The fifth and final hard lesson is the most obvious of all: Racism is alive and well in America and so is denial. I was really struck by the difference in the reactions of whites and African Americans to the Fuhrman tapes. Whites were shocked and surprised. African Americans simply shrugged their shoulders and said, “What’s new?” Now I’m hearing a lot of whites say, “Thank goodness we don’t live in Los Angeles.”
It’s time for a lot more candor and a lot less denial in assessing the role that race plays in our criminal justice system. We think we’ve made a lot of progress in race relations in America, but the criminal justice system demonstrates some alarming trends. At the present time, one out of three African American males under the age of 25 is either in jail or on probation or parole. That exceeds the number of young African American males in college.
Study after study verifies that color makes a difference at virtually every stage of criminal proceedings. Whites do better at getting charges dropped or reduced. They draw more lenient sentences for the same crimes and go to prison less often. When you’re on the short end of these disparities, it’s hard not to come to the conclusion that our system of justice is far from color blind.
Did O.J. Simpson take unfair advantage of the life experience of his jurors to persuade them he was the victim of a police conspiracy? That’s a fair question. Obviously it should not be a defense to the crime of murder that the investigating detective used the “N-word” in the past 10 years.
But that characterization of the defense misses the point: In denying and covering up his racism, Detective Fuhrman was exposed as a liar who could not be trusted. Trust is what it’s all about, and the first step in building trust is to be honest with each other. For me, the biggest disappointment in the public reaction to the verdict is the extent to which it revealed the deep distrust that divides black and white in America.
Again and again throughout the trial of People vs. O.J. Simpson, the proceedings were characterized as a search for the truth. Perhaps that created the false expectation that at the conclusion of the trial, the truth would be revealed.
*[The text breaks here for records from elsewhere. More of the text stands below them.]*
PR #3023, opened 2023-01-22
Tidy up precipitation

### LINKED ISSUE #2953: Cleanup precipation usage in weather module
Preipation seems to be used in different ways in the weatherproviders:

some are using it as amount of precipation, some are using it as a percentage (risk of rain)

Whoever takes this ticket should look if the usage and display of these values can be optimized:
- split up in two config options?
- update diplsay layout (german word for riskofrain is waaaaaaaays to long, making me think nobody really uses this feature)
- whatever they else find

MagMar94:
Fixes #2953

This is an attempt to fix the issue with precipitation amount and percentage mixup. I have created a separate `precipitationPercentage`-variable where the probability of rain can be stored.

The config options now has the old `showPrecipitationAmount` in addition to a new setting: `showPrecipitationProbability` (shows the likelihood of rain).

<details>
  <summary>Examples</summary>
  
  ### Yr

I tested the Yr weather provider for a Norwegian city Bergen that has a lot of rain. I have removed properties that are irrelevant for this demo from the config-samples below.

Config:
  ```js
{
	module: "weather",
	config: {
			weatherProvider: "yr",
			type: "current",
			showPrecipitationAmount: true,
			showPrecipitationProbability: true
	}
},
{
	module: "weather",
	config: {
			weatherProvider: "yr",
			type: "hourly",
			showPrecipitationAmount: true,
			showPrecipitationProbability: true
	}
},
{
	module: "weather",
	config: {
			weatherProvider: "yr",
			type: "daily",
			showPrecipitationAmount: true,
			showPrecipitationProbability: true
	}
}
  ```

Result:<br/>
screenshot

</details>


rejas:
Thanks for the PR, looks good from the outside so far. 

Two favors, if I might ask:
- Can you check the other providers what they actually provide in the fields used? IIRC some do amount some percentage...
- Can you add a test for displaying the amount / percentage?

MagMar94:
I checked the various docs and tried some configs, and this is what I found:

| Provider       | Amount support  | Probability support    |
| ------------ | ----------------- | -------------- |
| envcanada   | ✅                        | ✅                    |
| openmeteo  | ✅                        | ❌                    |
| openweathermap | ✅               | ✅                   |
| smhi             | ✅                         | ❌                    |
| ukmetoffice | ❌                         | ✅                   |
| ukmetofficedatahub | ❌          | ✅                    |
| weatherbit   | ✅                         | ✅                   |
| weatherflow | ❌ (possible in hourly, but method not implemented) | ✅ |
| weathergov | ❌                          | ✅                    |
| Yr                  | ✅                        | ✅                    | 

I have implemented this in all providers, but I don't have all the API keys. It shouldn't be breaking though, worst case the new field does not get assigned correctly.

Another question is what to to with the `WeatherObject.rain` and `WeatherObject.snow`-properties. These are not used in the weather-module, but some providers assign to the properties and sum them together in the `precipitationAmount`-field. This does not require the variables to be defined in the global `WeatherObject`, so I just removed them.

CHANGELOG.md
```diff
@@ -27,6 +27,8 @@ _This release is scheduled to be released on 2023-04-01._
 
 - Use develop as target branch for dependabot
 - Update issue template and contributing doc
+- The weather modules clearly separates precipation amount and probability (risk of rain/snow)
+  - This requires all providers that only supports probability to change the config from `showPrecipitationAmount` to `showPrecipitation` or `showPrecipitationProbability`.
```
rejas, line 31: Those config options need to be added to the default config: https://github.com/MichMich/MagicMirror/blob/42d42ef4526be1f74ef9570a81e7027592e072f5/modules/default/weather/weather.js#L11

modules/default/weather/providers/openweathermap.js
```diff
@@ -282,7 +282,8 @@ WeatherProvider.register("openweathermap", {
 				}
 			}
 
-			weather.precipitation = weather.rain + weather.snow;
+			weather.precipitationAmount = weather.rain + weather.snow;
+			weather.precipitationProbability = weather.pop * 100;
```
rejas, line 286: weather.pop is never defined, so this is always empty...

translations/de.json
```diff
@@ -26,7 +26,9 @@
 	"NNW": "NNW",
 
 	"FEELS": "Gefühlt {DEGREE}",
-	"PRECIP": "Niederschlagswahrscheinlichkeit",
+	"PRECIP": "Precipitation",
```
rejas, line 29: "Niederschlag"

translations/de.json
```diff
@@ -26,7 +26,9 @@
...
+	"PRECIP_POP": "Niederschlagswahrscheinlichkeit",
+	"PRECIP_AMOUNT": "Precipitation",
```
rejas, line 31: "Niederschlagsmenge" 

(we need shorter words for the german stuff OR need to do a new layout where precipation is displayed, currently its in one line with feelslike an d takes too much space there) but thats another issue ;-)

rejas (changes requested):
Getting there, just a few small things! Great work so far!

translations/de.json
MagMar94: I agree, we have the same problem in Norwegian. As a possible workaround I added a `<span>`-element around it so it can be easily hidden with CSS.

modules/default/weather/providers/openweathermap.js
MagMar94: Oops, I was supposed to target the `forecast` ([documentation](https://openweathermap.org/forecast16)).<br/>
Screenshot of documentation

modules/default/weather/providers/envcanada.js
```diff
@@ -508,17 +501,17 @@ WeatherProvider.register("envcanada", {
...
 		if (foreGroup[today].querySelector("precipitation accumulation")) {
-			weather.precipitation = foreGroup[today].querySelector("precipitation accumulation amount").textContent * 1.0;
+			weather.precipitationAmount = foreGroup[today].querySelector("precipitation accumulation amount").textContent * 1.0;
 
 			weather.precipitationUnits = " " + foreGroup[today].querySelector("precipitation accumulation amount").getAttribute("units");
 
 			if (this.config.units === "imperial") {
 				if (weather.precipitationUnits === " cm") {
-					weather.precipitation = (weather.precipitation * 0.394).toFixed(2);
+					weather.precipitationAmount = (weather.precipitationAmount * 0.394).toFixed(2);
```
rejas, line 510: as a rule of thumb we dont want the weather providers to check for config.units and do conversions stuff based on that value.

instead all providers should store the data in metric units in the object (and the conversion based on the config happens only on the "frontend part" (aka in the njk file and when it gets the values from the weatherobject).

could you change the logic here and in other providers too?

rejas (changes requested):

modules/default/weather/current.njk
```diff
@@ -54,16 +54,32 @@
             </div>
         {% endif %}
     </div>
-    {% if (config.showFeelsLike or config.showPrecipitationAmount) and not config.onlyTemp %}
+    {% if (config.showFeelsLike or config.showPrecipitation or config.showPrecipitationAmount or config.showPrecipitationProbability) and not config.onlyTemp %}
```
rejas, line 57: not happy with these if constructs...

can we get rid of the the old "config.showPrecipitationAmount" here by setting the other values correctly in weatherjs when starting up? something similar like we did for useKmh / useBeaufort https://github.com/MichMich/MagicMirror/blob/684c727430586d88a48202f9276f63ed0ae3decc/modules/default/weather/weather.js#L79

rejas (changes requested):

modules/default/weather/providers/envcanada.js
MagMar94: Great idea 👍 We now support mm (default) and cm as input units. This fixes the conversion for all providers that haven't bothered with the calculation in the first place.

modules/default/weather/current.njk
MagMar94: I agree, but I'm not sure removing `config.showPrecipitationAmount`. Personally I consider using `config.showPrecipitationAmount` or `config.showPrecipitationProbability`. I find the `config.showPrecipitation` to take too much horizontal space. Have a look at the examples in the description. Maybe we don't need to offer displaying both values with `config.showPrecipitation`?

On the other hand, the probability can be hidden with CSS (`.precipitationProbability { display: none; }`). Maybe this is enough? If it is we can consider removing `config.showPrecipitationProbability` as well? By adding another `<span>` around the parenthesis it can be hidden together with the amount, resulting in a clean display of the probability.

rejas: I mixed something up, didnt realize that `showPrecipitationAmount` was the old config option. 
So my reasoning now is: 
since precipation isnt really use dmuch (otherwise more users would have complained :-) I 'd just add the `showPrecipitationProbability` config option and let the user decide if they want to show one, both or none (default). no deprecation warning necessary then and the code is a little smaller.

rejas (changes requested):

modules/default/weather/current.njk
MagMar94: Agreed :blush:

modules/default/weather/providers/weatherflow.js
```diff
@@ -55,6 +55,7 @@ WeatherProvider.register("weatherflow", {
 					weather.date = moment.unix(forecast.day_start_local);
 					weather.minTemperature = forecast.air_temp_low;
 					weather.maxTemperature = forecast.air_temp_high;
+					forecast.precipitationProbability = forecast.precip_probability;
```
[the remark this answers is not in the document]
MagMar94: Ah, the old copy paste...

rejas (approved):

rejas:
Approved! Thanks a thousand times for your work and patience! 

Lets get this out into the develop-wilderness and see if we get any bug reports :-)

MagMar94:
Haha, thank you so much for the excellent reviews! FYI, I opened https://github.com/MichMich/MagicMirror-Documentation/pull/149 to handle the documentation.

No trial has ever exposed the truth. A trial is simply a struggle for an acceptable level of human certainty. In criminal cases, we define that level as beyond a reasonable doubt. In civil cases, we demand only that facts be more likely than not. Ultimate truth is just as elusive in the courtroom as it is in the classroom or the chapel or the theater.
But we keep on searching for answers, and as long as we keep searching, we learn lessons about ourselves and each other. In the final analysis, those are the hardest lessons from the O.J. trial: That we wear tinted lenses. That our appetite for gossip and scandal distorts our mass media. That our appetite for money is what drives our economy, and what drives our economy drives our system of justice. That our sloppiness and carelessness cause injury to others. And that our ignorance and suspicion of each other cause pain. Perhaps these are the ultimate truths that elude us.